What the exercise asks.
Within the records below, how many lines contain "requirement"? The answer is that number alone.

------ Data for review

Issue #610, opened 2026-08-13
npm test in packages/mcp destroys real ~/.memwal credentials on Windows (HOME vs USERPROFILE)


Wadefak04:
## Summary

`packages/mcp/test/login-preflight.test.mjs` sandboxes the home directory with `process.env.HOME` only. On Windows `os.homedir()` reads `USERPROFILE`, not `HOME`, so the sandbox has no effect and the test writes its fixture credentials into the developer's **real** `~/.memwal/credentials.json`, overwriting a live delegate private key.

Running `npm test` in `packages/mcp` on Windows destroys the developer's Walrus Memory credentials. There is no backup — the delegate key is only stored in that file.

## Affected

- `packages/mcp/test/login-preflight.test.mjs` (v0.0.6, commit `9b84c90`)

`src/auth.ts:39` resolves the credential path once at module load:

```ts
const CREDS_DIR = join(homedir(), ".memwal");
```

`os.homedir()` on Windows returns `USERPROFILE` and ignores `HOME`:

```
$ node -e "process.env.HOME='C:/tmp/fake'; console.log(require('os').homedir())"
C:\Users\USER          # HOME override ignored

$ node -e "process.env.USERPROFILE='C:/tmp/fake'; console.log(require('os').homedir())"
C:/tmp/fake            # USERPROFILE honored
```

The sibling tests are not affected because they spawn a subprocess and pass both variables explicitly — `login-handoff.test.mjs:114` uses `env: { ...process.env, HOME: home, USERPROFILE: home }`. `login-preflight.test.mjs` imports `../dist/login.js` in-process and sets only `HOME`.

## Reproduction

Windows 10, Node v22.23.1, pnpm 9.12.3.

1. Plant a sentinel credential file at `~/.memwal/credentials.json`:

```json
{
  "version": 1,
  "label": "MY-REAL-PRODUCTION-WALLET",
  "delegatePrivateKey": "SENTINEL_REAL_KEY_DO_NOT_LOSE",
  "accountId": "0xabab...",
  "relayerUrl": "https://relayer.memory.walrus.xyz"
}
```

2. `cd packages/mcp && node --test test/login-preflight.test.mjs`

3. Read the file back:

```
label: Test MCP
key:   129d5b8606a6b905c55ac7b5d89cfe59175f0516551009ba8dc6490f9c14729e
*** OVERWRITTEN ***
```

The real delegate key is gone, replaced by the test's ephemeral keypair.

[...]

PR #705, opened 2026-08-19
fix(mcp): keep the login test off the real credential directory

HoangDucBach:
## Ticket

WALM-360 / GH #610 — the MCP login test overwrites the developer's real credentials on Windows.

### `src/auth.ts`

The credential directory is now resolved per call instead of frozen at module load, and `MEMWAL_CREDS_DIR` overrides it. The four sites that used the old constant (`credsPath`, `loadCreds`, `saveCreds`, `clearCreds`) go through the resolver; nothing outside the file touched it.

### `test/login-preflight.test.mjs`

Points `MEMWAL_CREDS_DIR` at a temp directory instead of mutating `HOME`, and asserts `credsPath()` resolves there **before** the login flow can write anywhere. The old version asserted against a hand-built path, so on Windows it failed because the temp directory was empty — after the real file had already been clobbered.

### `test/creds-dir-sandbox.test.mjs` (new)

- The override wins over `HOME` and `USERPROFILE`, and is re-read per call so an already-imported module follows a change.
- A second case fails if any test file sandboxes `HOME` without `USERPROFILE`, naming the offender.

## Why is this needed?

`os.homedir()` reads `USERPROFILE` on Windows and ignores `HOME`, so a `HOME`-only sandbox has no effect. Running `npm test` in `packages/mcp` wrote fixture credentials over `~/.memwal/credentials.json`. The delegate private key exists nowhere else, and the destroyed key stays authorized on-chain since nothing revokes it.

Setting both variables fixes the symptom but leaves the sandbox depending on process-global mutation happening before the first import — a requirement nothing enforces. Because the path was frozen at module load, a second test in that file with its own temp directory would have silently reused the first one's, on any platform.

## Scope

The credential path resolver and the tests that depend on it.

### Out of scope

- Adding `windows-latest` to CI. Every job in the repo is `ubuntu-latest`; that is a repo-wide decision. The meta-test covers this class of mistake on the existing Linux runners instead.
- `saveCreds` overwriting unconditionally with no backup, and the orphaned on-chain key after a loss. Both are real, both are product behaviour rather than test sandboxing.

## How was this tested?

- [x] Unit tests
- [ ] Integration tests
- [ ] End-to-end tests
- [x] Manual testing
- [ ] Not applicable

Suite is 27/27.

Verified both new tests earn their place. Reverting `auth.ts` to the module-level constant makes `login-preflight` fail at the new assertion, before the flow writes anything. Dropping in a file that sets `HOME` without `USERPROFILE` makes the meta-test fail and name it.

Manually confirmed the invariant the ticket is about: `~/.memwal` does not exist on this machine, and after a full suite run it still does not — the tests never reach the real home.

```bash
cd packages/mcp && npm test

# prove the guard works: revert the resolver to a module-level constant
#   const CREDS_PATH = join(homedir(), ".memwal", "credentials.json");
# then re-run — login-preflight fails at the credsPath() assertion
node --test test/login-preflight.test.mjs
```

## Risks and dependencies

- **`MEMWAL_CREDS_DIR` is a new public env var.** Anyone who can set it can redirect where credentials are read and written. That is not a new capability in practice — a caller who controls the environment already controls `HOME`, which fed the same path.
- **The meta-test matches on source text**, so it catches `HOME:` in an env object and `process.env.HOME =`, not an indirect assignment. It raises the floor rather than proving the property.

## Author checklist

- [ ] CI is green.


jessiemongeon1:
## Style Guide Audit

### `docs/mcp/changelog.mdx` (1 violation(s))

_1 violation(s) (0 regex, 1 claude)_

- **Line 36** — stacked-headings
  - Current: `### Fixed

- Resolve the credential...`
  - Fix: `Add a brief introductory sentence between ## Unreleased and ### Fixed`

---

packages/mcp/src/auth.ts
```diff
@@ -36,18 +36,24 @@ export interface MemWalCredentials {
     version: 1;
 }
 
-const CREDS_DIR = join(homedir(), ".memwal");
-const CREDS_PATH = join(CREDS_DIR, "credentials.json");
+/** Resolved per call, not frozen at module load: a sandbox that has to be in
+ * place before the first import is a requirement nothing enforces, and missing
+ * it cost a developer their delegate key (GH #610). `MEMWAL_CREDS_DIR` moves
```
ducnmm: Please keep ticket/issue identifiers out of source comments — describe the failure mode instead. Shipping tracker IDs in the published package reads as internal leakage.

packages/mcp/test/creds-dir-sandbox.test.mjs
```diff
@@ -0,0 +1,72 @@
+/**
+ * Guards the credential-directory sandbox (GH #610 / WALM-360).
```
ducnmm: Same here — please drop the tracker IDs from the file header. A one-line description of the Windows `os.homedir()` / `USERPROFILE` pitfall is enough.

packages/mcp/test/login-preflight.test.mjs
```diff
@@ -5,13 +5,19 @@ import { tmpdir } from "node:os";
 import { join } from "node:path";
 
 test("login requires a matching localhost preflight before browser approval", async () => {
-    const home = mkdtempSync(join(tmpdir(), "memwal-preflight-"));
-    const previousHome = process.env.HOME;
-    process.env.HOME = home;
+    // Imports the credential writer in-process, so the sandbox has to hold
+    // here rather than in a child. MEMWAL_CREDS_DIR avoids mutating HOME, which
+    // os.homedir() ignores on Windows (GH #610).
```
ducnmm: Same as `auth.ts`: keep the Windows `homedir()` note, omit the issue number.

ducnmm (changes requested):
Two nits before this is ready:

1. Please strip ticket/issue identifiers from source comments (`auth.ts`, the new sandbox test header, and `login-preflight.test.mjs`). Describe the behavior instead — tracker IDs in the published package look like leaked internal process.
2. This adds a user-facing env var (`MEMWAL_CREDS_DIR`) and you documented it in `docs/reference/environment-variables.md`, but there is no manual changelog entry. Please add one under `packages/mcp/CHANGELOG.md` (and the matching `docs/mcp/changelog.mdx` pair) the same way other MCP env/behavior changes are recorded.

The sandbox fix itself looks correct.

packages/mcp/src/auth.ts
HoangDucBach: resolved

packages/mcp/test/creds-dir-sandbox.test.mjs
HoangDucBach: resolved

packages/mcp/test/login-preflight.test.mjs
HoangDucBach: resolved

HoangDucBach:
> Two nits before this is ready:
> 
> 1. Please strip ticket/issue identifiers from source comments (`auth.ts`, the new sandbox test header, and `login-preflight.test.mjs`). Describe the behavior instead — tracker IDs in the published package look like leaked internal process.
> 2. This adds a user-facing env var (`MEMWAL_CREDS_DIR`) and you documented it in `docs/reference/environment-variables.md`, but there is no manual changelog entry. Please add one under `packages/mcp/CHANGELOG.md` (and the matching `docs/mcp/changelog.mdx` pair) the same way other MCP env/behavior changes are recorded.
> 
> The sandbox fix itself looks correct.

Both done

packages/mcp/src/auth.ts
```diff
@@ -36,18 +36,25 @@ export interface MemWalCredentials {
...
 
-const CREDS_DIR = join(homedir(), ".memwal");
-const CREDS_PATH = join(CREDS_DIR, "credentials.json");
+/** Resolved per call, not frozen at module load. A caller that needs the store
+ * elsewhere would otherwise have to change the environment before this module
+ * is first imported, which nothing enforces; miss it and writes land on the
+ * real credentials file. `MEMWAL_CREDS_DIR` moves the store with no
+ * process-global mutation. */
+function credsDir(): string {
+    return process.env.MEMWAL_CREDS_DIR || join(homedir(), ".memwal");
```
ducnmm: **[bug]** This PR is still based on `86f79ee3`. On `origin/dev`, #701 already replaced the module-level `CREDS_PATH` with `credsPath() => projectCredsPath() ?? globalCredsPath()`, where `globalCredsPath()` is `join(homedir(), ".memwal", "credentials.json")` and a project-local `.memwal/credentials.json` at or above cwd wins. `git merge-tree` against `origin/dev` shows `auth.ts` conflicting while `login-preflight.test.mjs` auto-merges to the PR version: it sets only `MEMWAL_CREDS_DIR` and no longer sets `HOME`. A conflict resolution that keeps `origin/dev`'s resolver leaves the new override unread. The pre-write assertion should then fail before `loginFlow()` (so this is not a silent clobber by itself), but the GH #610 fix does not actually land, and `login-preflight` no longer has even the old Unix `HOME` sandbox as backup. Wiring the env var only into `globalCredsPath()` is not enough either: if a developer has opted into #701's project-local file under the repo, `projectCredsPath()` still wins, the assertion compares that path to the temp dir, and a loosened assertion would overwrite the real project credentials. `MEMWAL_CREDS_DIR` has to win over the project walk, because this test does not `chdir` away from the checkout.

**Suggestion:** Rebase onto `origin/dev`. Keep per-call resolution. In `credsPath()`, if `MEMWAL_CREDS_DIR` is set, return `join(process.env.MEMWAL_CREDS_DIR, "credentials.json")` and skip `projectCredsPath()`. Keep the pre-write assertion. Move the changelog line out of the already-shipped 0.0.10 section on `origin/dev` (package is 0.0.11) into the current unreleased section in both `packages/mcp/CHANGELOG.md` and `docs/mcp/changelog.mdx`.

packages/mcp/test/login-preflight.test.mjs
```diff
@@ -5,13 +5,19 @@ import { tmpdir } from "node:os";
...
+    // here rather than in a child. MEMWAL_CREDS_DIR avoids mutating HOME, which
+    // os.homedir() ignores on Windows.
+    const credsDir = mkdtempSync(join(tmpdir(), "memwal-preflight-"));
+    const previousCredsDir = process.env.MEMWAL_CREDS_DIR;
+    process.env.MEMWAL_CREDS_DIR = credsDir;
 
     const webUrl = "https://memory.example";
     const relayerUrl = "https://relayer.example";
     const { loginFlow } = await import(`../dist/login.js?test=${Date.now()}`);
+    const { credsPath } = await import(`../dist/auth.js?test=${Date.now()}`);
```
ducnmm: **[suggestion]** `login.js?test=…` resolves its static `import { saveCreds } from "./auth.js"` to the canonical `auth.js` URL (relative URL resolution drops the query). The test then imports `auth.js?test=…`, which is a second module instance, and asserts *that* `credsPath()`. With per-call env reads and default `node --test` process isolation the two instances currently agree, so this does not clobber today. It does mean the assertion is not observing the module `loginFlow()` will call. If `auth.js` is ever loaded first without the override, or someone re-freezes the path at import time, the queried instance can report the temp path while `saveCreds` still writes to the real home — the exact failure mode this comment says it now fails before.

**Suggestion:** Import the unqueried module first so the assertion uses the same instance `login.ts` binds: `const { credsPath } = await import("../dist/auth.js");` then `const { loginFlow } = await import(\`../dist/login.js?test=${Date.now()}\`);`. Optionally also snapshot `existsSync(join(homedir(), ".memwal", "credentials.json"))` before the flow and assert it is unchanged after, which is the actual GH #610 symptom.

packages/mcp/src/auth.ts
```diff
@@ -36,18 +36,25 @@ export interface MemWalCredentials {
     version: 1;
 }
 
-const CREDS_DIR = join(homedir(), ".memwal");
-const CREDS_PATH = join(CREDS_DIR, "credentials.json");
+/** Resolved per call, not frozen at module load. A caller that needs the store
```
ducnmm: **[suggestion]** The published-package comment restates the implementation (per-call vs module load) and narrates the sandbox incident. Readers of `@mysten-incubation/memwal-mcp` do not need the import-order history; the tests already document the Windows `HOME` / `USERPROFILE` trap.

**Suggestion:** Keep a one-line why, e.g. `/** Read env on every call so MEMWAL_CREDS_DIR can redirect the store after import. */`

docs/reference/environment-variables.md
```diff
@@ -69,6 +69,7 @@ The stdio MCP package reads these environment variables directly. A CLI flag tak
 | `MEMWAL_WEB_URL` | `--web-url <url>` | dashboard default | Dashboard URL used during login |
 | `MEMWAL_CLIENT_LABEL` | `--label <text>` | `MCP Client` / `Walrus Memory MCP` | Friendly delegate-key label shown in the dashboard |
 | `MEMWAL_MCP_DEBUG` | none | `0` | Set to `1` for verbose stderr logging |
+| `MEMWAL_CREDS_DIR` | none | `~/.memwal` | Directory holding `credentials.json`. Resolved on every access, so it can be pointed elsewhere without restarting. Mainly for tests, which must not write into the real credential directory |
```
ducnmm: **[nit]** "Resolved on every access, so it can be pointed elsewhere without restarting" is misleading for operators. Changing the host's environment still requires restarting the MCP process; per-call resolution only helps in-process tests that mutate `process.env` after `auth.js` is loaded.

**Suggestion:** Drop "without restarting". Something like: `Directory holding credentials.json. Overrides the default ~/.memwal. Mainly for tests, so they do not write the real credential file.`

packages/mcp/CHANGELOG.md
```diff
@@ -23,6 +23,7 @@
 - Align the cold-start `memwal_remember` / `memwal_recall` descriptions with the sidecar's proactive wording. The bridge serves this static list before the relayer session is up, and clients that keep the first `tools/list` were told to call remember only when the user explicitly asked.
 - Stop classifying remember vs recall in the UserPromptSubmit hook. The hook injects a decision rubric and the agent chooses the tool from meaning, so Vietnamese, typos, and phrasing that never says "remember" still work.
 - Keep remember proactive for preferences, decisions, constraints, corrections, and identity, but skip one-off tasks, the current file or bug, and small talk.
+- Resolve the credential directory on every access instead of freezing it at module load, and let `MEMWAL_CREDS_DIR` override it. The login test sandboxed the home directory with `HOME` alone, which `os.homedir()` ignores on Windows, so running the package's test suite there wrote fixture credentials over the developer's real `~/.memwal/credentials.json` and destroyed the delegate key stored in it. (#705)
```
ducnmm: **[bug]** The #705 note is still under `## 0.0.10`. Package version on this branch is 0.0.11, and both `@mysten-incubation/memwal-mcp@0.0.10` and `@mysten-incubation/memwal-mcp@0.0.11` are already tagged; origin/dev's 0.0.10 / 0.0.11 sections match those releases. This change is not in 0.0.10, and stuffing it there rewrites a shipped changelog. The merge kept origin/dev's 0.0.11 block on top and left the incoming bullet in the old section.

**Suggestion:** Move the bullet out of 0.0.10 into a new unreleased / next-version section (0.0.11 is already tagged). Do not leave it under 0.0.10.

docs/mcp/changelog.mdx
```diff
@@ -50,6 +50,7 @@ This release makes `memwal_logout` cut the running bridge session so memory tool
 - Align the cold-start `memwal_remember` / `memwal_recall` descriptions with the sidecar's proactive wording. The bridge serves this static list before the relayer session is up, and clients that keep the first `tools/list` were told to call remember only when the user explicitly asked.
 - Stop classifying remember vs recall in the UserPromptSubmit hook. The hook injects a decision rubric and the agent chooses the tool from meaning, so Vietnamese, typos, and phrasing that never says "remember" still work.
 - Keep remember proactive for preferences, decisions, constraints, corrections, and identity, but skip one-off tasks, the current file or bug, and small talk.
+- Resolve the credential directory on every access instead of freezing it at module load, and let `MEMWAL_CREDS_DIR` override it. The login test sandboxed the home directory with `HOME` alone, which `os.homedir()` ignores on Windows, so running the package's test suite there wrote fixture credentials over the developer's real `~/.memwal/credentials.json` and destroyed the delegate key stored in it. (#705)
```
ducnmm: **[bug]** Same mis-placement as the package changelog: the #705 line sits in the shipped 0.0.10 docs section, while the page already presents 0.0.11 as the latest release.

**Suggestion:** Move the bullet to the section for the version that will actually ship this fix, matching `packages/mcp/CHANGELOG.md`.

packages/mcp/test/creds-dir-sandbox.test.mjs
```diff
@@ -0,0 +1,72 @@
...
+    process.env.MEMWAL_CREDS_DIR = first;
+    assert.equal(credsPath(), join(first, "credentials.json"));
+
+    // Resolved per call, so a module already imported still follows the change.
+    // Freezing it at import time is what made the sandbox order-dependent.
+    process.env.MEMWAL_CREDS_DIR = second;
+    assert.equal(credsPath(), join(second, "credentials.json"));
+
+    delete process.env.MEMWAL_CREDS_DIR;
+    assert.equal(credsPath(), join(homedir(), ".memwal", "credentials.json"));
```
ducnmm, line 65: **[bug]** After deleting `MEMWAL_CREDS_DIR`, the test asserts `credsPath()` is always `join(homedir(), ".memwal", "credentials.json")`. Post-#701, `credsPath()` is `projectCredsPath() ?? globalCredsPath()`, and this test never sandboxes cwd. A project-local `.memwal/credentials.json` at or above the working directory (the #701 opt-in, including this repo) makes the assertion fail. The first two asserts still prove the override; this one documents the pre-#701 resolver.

------------

Answer for this exercise.
2